東京船堀のホールでジョージアの音楽と日本の和太鼓のコラボが催された。ジョージアと日本の国交30年の記念だという。そこにゲスト、アンバサダーとしてニーナ・アナニアシヴィリがやってきた。私と夫は勇んで船堀に向かった。勇んでというのは大袈裟では無い。コロナ禍の続く中、東京まで行くには勇気が必要だった。もう引退を表明したニーナだから踊りは見られないと思ってはいたが、彼女の豊かな人間性に少しでも触れたいという思いが強かった。東京と新潟に住む友人たちと船堀で待ち合わせ、久しぶりのデートも楽しんだ。

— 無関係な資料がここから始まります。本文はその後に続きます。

PR #2785, opened 2019-07-16
DHFPROD-2795:Page validation on MLCP Command

timur-isangulov:
1. Added new tests and verification in the existing tests for the MLCP command.
2. Fixed two ingestion tests that fail on Jenkins.

### DIFF
--- a/web/e2e/specs/flows/steps/ingestion.ts
+++ b/web/e2e/specs/flows/steps/ingestion.ts
@@ -113,8 +113,6 @@ export default function (qaProjectDir) {
       await manageFlowPage.createFlow(flowData.flow1);
       await editFlowPage.addStep(flowData.flow1, json);
       await browser.sleep(5000);
-      await expect(ingestStepPage.mlcpCommand.getText()).toContain("json");
-      await expect(ingestStepPage.mlcpCommand.getText()).toContain("-input_file_type \"documents\"");
       await editFlowPage.clickRunFlowButton();
       await browser.sleep(3000);
       await browser.wait(EC.visibilityOf(editFlowPage.runFlowHeader));
@@ -135,8 +133,6 @@ export default function (qaProjectDir) {
       await manageFlowPage.createFlow(flowData.flow2);
       await editFlowPage.addStep(flowData.flow2, xml);
       await browser.sleep(5000);
-      await expect(ingestStepPage.mlcpCommand.getText()).toContain("json");
-      await expect(ingestStepPage.mlcpCommand.getText()).toContain("-input_file_type \"documents\"");
       await editFlowPage.clickRunFlowButton();
       await browser.wait(EC.visibilityOf(editFlowPage.runFlowHeader));
       await editFlowPage.clickButtonRunCancel("flow");
@@ -253,8 +249,6 @@ export default function (qaProjectDir) {
       await manageFlowPage.createFlow(flowData.flow5);
       await editFlowPage.addStep(flowData.flow5, binary);
       await browser.sleep(5000);
-      await expect(ingestStepPage.mlcpCommand.getText()).toContain("json");
-      await expect(ingestStepPage.mlcpCommand.getText()).toContain("-input_file_type \"documents\"");
       await editFlowPage.clickRunFlowButton();
       await browser.wait(EC.visibilityOf(editFlowPage.runFlowHeader));
       await editFlowPage.clickButtonRunCancel("flow");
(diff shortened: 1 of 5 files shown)


web/e2e/specs/flows/steps/ingestion.ts
```diff
@@ -107,6 +113,8 @@ export default function (qaProjectDir) {
       await manageFlowPage.createFlow(flowData.flow1);
       await editFlowPage.addStep(flowData.flow1, json);
       await browser.sleep(5000);
+      await expect(ingestStepPage.mlcpCommand.getText()).toContain("json");
+      await expect(ingestStepPage.mlcpCommand.getText()).toContain("-input_file_type \"documents\"");
       await editFlowPage.clickRunFlowButton();
```
bsrikan: Previous test in line 36 already verifies this. Does it add value to have these expects here.  Other duplicates are line 138,139 and 256,257.
Line 160 is fine since the file type is different.

web/e2e/specs/flows/steps/ingestion.ts
```diff
@@ -247,6 +269,42 @@ export default function (qaProjectDir) {
...
+    it('Should verify target permissions', async function () {
+      await expect(ingestStepPage.mlcpCommand.getText()).toContain("-output_permissions \"rest-reader,read,rest-writer,update\"");
+      await ingestStepPage.targetPermissions.clear();
+      await ingestStepPage.targetPermissions.sendKeys("rest-reader,read,rest-writer,update,user1,execute");
+      await ingestStepPage.targetPermissions.sendKeys(protractor.Key.ENTER);
+      await expect(ingestStepPage.mlcpCommand.getText()).toContain("-output_permissions \"rest-reader,read,rest-writer,update,user1,execute\"");
+    });
+
+    it('Should target uri replacement', async function () {
+      await ingestStepPage.targetUriReplace.clear();
```
bsrikan: verify missing in the test description and in line 300.
Can you also please add tests that validate the error message for the URI preview when the target uri is wrong. There are 3 error messages

bsrikan:
@timur-isangulov the commit messages are same. I would rebase and convert them to a single commit

web/e2e/specs/flows/steps/ingestion.ts
```diff
@@ -247,6 +269,42 @@ export default function (qaProjectDir) {
...
+      await ingestStepPage.targetUriReplace.sendKeys("/web/e2e/qa-project/");
+      await expect(ingestStepPage.mlcpCommand.getText()).toContain("-output_uri_replace \"/web/e2e/qa-project/\"");
+      await ingestStepPage.targetUriReplace.clear();
+    });
+
+    it('Should uri preview', async function () {
+      await ingestStepPage.targetUriReplace.clear();
+      await ingestStepPage.targetUriReplace.sendKeys("/C/dev/fork/marklogic-data-hub/web/e2e/qa-project/input/flow-test/json/, '/web/e2e/qa-directory/'");
```
ayuwono: not sure why this is not failing on jenkins? Seems like a local directory path. It's better to use the variable qaProjectDir

examples: 
await ingestStepPage.setInputFilePath(qaProjectDir + "/input/advantage");
await ingestStepPage.setTargetUriReplace(qaProjectDir + "/input/advantage" + ", " + "\'\/advantage\'");

timur-isangulov: It won't fail on Jenkins because it's not testing the correctness of the path which will be different on Mac/Unix and Windows but verifies that the path parameter displays on MLCP.

web/e2e/specs/flows/steps/ingestion.ts
timur-isangulov: Fixed.

web/e2e/specs/flows/steps/ingestion.ts
ayuwono: I see, it's for the target uri preview

web/e2e/specs/flows/steps/ingestion.ts
timur-isangulov: Thanks, added missing verify. Protractor can't extract the text value of these fields. I tried to get it using JavaScript but it didn't work also.  I will discuss it with the developer and add tests in the future.

timur-isangulov:
> @timur-isangulov the commit messages are same. I would rebase and convert them to a single commit

Done. Thanks.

開幕の挨拶にニーナとジョージアの大使が登壇した。私たちは一番前の席に陣取っていたが、左寄りの私たちの真ん前にニーナは立っていた。
前半のジョージアの音楽にはポリフォニーの歌声などを期待していたが、弦楽四重奏の優しくも力強い調はどちらかといえばクラシック音楽に近い雰囲気だった。時々うねりのように力強いリズムと民族性の感じられるメロディが、豊かなジョージアの緑を思い出させてくれた。
休憩時間にニーナは客席でニコニコとファンに応えていた。久しぶりの挨拶に「オー、アーユーファイン?」とこの長い月日を感じさせない笑顔だ。思わず「もっと踊ってほしい」と伝えると「それは大変、もっと絞らなくちゃ」というようにお腹を叩いて苦笑する。そんな仕草までが素敵でとても年齢には見えない。
ファンの勝手な思いではあるけれど、ニーナにはいつまでも素敵な笑顔で輝いていてほしい。そして小品でもいいから踊ってほしい。ニーナがもう踊らないなんて・・・考えたくない!